Jenny Wang says, thanks for the presentation. Two questions. One, what's the addressable market for the diagnostic product? And 2, as SkinTEAM is in commercialization in EU, how much revenue is it generating at the moment?
So the revenue numbers, we wouldn't report Curium's numbers because they're confidential and they're and they're a privately held company, but I can say it's a few €1,000,000 in revenue. It's not a massive revenue generator today, but that's because the indication is extremely narrow and it's not and it's a sort of last resort indication from an imaging perspective. But we see a huge amount of clinical interest in expanding that. There's no reason why we can't increase the revenue for that asset by an order of magnitude or more if we establish right clinical relationships and particularly get our fingers on some of the key data sets that we sit out there that would support indication expansion. So we see it we see really as an upside.

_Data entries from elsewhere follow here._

PR #1226, opened 2022-10-26
Disable emulation-attributes-bce on tmux 3.3a

achernya:
tmux 3.3a has a behavior change, since reverted, that is incompatible with this test. Unfortunately, tmux 3.3a has already made it into some distributions, so the test has to be disabled when tmux 3.3a is encountered.

### DIFF
--- a/src/tests/e2e-test-subrs
+++ b/src/tests/e2e-test-subrs
@@ -81,6 +81,19 @@ set_locale()
     return 1
 }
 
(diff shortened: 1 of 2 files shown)


bbarenblat:
I think the logic on this isn’t quite right; this still runs if you have tmux 3.3a.

achernya:
I've force-pushed

PR #1, opened 2020-05-22
Fix UDMP detection

bdraco:
The X-CSRF-Token header would be uppercase so
a get is needed in order for it to be found

Remove references to urllib3 since aiohttp
is used now instead.


briis:
Thanks @bdraco Appreciate your help. This has now been merged.

PR #2, opened 2020-06-13
Only update cameras detail every 60s (Keep events at every 2s)

bdraco:
My protect server saw a cpu spike and was a few
degrees warmer after installing the unifiprotect
integration due to the frequent polling.  When there
are >10 cameras this problem is much worse.

The bootstrap api is an expensive api to run
every 2s, which is the current update interval.
The calls to bootstrap are enough to have
a measurable impact on the event loop

The events api is rather cheap so its not a concern.

### DIFF
--- a/pyunifiprotect/unifi_protect_server.py
+++ b/pyunifiprotect/unifi_protect_server.py
@@ -8,6 +8,18 @@ import jwt
 import aiohttp
 from aiohttp import client_exceptions
 
+CAMERA_UPDATE_INTERVAL_SECONDS = 60
+
+EMPTY_EVENT = {
+    "event_start": None,
+    "event_score": 0,
+    "event_thumbnail": None,
+    "event_on": False,
+    "event_ring_on": False,
+    "event_type": None,
+    "event_length": 0,
+}
+
 
 class Invalid(Exception):
     """Invalid return from Authorization Request."""
@@ -53,6 +65,7 @@ class UpvServer:
         self.is_unifi_os = None
         self.api_path = "api"
         self._is_authenticated = False
+        self._last_camera_update_time = 0
         self.access_key = None
         self.device_data = {}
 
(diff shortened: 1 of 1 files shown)


bdraco:
I wasn't 100% sure if the `last_ring` and `last_motion` should have been the start or end time.

bdraco:
Before (all data coordinator updates):
pyunifiprotect is most of my instances entire data update coordinator overhead.
Screen Shot 2020-06-13 at 10 25 32 AM

After (all data coordinator updates):
pyunifiprotect doesn't show up in the data update coordinator overhead.
Screen Shot 2020-06-13 at 10 25 59 AM

briis:
Hi @bdraco 
Thanks for the PR, I "only" have 4 Cameras so I did not notice that. But I do agree that there is information we don't need every 2 seconds. I will upload this as version 0.16 to PyPi, but I need the only guy I know with a Doorbell to test it before I change the manifest on the Unifi Protect Integration.

briis:
Another thought: Isn't there a way in Python to create an indefinite loop, that monitors the event stream in the background, and then pushes the information back to Home Assistant? Then we could just set the Pull frequency to 60 seconds for the Camera data and listen for the Events?

I am not a skilled Python programmer, everything I can do, I learned from guys like you, and watching what others have done, so I would have no idea where to start, but I would guess it would be some kind of Callback?

bdraco:
> Another thought: Isn't there a way in Python to create an indefinite loop, that monitors the event stream in the background, and then pushes the information back to Home Assistant? Then we could just set the Pull frequency to 60 seconds for the Camera data and listen for the Events?
> 
> I am not a skilled Python programmer, everything I can do, I learned from guys like you, and watching what others have done, so I would have no idea where to start, but I would guess it would be some kind of Callback?

If the protect server can deliver events over a websocket, a callback can be used to get them i near real-time.  I know the unifi controller has some form of websocket support but I'm not that familiar with the protect api.

briis:
Thanks - I don't know either, but I could poke around to see. Do you know of a good example where this is implemented? Then I could play with it, if I find that Protect is delivering data.

bdraco:
> Thanks - I don't know either, but I could poke around to see. Do you know of a good example where this is implemented? Then I could play with it, if I find that Protect is delivering data.
> 

Here is an example of websocket use with the ambient weather integration.
https://github.com/bachya/aioambient/blob/dev/aioambient/websocket.py

> Btw: If it was not clear, the V0.16, with your changes, is uploaded to PyPi, so you can change your manifest already now to use that version.

Thanks.  I had manually patched it :)

briis:
> Here is an example of websocket use with the ambient weather integration.
https://github.com/bachya/aioambient/blob/dev/aioambient/websocket.py

Thanks. I will see if I can figure something out in the next weeks.

PR #3, opened 2020-08-08
added websocket connection for motion events

adrum:
Initial Support for a WebSocket connection. It looks like only motion events are available for this interface.

It looks like an additional WebSocket connection is used by the Unifi Protect web interface that may expose doorbell rings, but the messages are binary, so this will have to suffice for now.

Things I'm not sure about:
- WebSocket connection lifecycle: I've not tested unexpected disconnects, timeouts, etc., and recovering from those events.
- Are changes required in https://github.com/briis/unifiprotect to take advantage of the new real-time updates for motion events?

### DIFF
--- a/pyunifiprotect/unifi_protect_server.py
+++ b/pyunifiprotect/unifi_protect_server.py
@@ -98,7 +98,7 @@ class UpvServer:
         self._reset_camera_events()
         await self._get_events(10)
 
-        if self.ws is None:
+        if self.ws is None and self.is_unifi_os == True:
             if self.ws_task is not None:
                 try:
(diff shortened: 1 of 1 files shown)


briis:
Thanks for this Austin - I am still away from home on vacation, so cannot really test it the next few days, but looks great.
And yes, for the Unifi Protect Integration to benefit from this, we need to create some kind of listener in the integration, I have seen other do this with a callback, but I am not completely sure how to set this up. If you know more about this, maybe you can give it a shot?

briis:
If you want to give it a try, you can reference pyunifiprotect==0.19.0 that will contain your WS addon

PR #5, opened 2020-10-23
use nvr host for rtsp stream

adrum:
I'm not sure what causes this, but one of my cameras was using my public IP instead of the NVR hostname/ip for RTSP streams. This ensures the proper ip/hostname is set when streaming via RTSP by setting it to the NVR.

I don't believe there to be any negative side effects of this change, as I believe all RTSP streams are routed through the NVR and not direct to the camera.

### DIFF
--- a/pyunifiprotect/unifi_protect_server.py
+++ b/pyunifiprotect/unifi_protect_server.py
@@ -309,7 +309,7 @@ class UpvServer:
                         channels = camera["channels"]
                         for channel in channels:
                             if channel["isRtspEnabled"]:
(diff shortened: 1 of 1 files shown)


briis:
Agree. Users have reported a few instances where this happens, so this is a good solution.

adrum:
Excellent! Glad to hear I wasn't the only one. Any chance you can add the label `hacktoberfest-accepted`?

briis:
Label is added. I forgot to give you credit for this, in the release notes. That will be added also.

PR #10, opened 2020-11-02
Ensure doorbell events are not missed when using websockets

bdraco:
If a motion event happened between when the doorbell was
rung and the events were fetched, the doorbell would
not be triggered


briis:
Wonderfull, thanks.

I mean to be clear, the valuation and the objective of this exercise is really focused around the therapeutic programs, but the diagnostic programs are obviously an upside. And certainly, as we're building out sales force in Europe that's multi product capable, it's nice to have another product to be able to market.
Mark Sinatra says, in terms of time to market, where do the programs this transactions bring sit in Telix's pipeline? Do some move straight to the front of the queue, others middle, etcetera? And 2, are these the sorts of potential products you could build a sales team around?
So we don't see this transaction changing timelines for any existing assets. We'll staff and adjust to be able to develop these assets as a separate initiative. And I think our organizational structure and execution is fully capable of delivering that. As far as is this the types of applications that we'll go after, I mean, we certainly have an ongoing interest in building out our pipeline, but we want to send a message shareholders very clearly that this is not an infinite process. It's once we see a product go out the door, so for example, we are getting ready to commercially launch our prostate imaging program, the renal cancer imaging program is finishing Phase 3 trials.
As we see products go out the door from clinical development, we want to backfill that pipeline and to make sure that we are continuously at the forefront of where this whole field can potentially deliver. From a commercialization vantage point, certainly like our glioblastoma program, selling and marketing rare disease applications. It is a more compact market. It is clear who the customers are that you have to target. I mean, you're generally dealing with a lot of specialty centers, so it is almost more like a business to business model.
But selling a rare disease drug also has its unique attributes and there are certainly partners out there that we would consider favorably as potential commercialization partners if we get to the point where we have something to put out into the market. So I think good problem to have whether it's something that Telix prosecutes directly or does in partnership with a company that would have a proclivity for rare disease therapeutics.
There are no further questions at this time. I'll now hand back to Doctor. Barenbroek for closing remarks.
Well, thank you. We have gone quite a bit over the hour, but I appreciate your attendance and hopefully it was informative. Obviously, David Cade, Chief Business Officer and Head of Investor Relations and myself are available for follow-up if you have any further questions. And I thank you for your time and wish you a good day. Cheers.